Records:
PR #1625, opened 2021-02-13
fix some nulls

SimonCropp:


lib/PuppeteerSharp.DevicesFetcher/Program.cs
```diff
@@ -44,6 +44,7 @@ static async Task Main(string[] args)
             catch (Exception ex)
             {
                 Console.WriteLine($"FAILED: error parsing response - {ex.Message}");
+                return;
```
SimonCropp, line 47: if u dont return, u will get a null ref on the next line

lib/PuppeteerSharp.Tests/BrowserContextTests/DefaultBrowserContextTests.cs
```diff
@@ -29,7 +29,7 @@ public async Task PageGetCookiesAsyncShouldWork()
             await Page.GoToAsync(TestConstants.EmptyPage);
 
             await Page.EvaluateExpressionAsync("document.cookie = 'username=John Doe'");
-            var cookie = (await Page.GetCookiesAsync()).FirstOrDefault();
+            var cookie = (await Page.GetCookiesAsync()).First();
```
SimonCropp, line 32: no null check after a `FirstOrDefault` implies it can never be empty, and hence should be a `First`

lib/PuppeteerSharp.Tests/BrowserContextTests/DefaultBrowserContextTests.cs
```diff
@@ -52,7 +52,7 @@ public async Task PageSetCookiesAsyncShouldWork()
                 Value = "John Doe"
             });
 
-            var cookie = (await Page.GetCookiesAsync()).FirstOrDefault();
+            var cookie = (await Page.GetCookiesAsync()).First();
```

Work order: Repeat the records above exactly as they appear.

Solution to this task:
PR #1625, opened 2021-02-13
fix some nulls

SimonCropp:


lib/PuppeteerSharp.DevicesFetcher/Program.cs
```diff
@@ -44,6 +44,7 @@ static async Task Main(string[] args)
             catch (Exception ex)
             {
                 Console.WriteLine($"FAILED: error parsing response - {ex.Message}");
+                return;
```
SimonCropp, line 47: if u dont return, u will get a null ref on the next line

lib/PuppeteerSharp.Tests/BrowserContextTests/DefaultBrowserContextTests.cs
```diff
@@ -29,7 +29,7 @@ public async Task PageGetCookiesAsyncShouldWork()
             await Page.GoToAsync(TestConstants.EmptyPage);
 
             await Page.EvaluateExpressionAsync("document.cookie = 'username=John Doe'");
-            var cookie = (await Page.GetCookiesAsync()).FirstOrDefault();
+            var cookie = (await Page.GetCookiesAsync()).First();
```
SimonCropp, line 32: no null check after a `FirstOrDefault` implies it can never be empty, and hence should be a `First`

lib/PuppeteerSharp.Tests/BrowserContextTests/DefaultBrowserContextTests.cs
```diff
@@ -52,7 +52,7 @@ public async Task PageSetCookiesAsyncShouldWork()
                 Value = "John Doe"
             });
 
-            var cookie = (await Page.GetCookiesAsync()).FirstOrDefault();
+            var cookie = (await Page.GetCookiesAsync()).First();
```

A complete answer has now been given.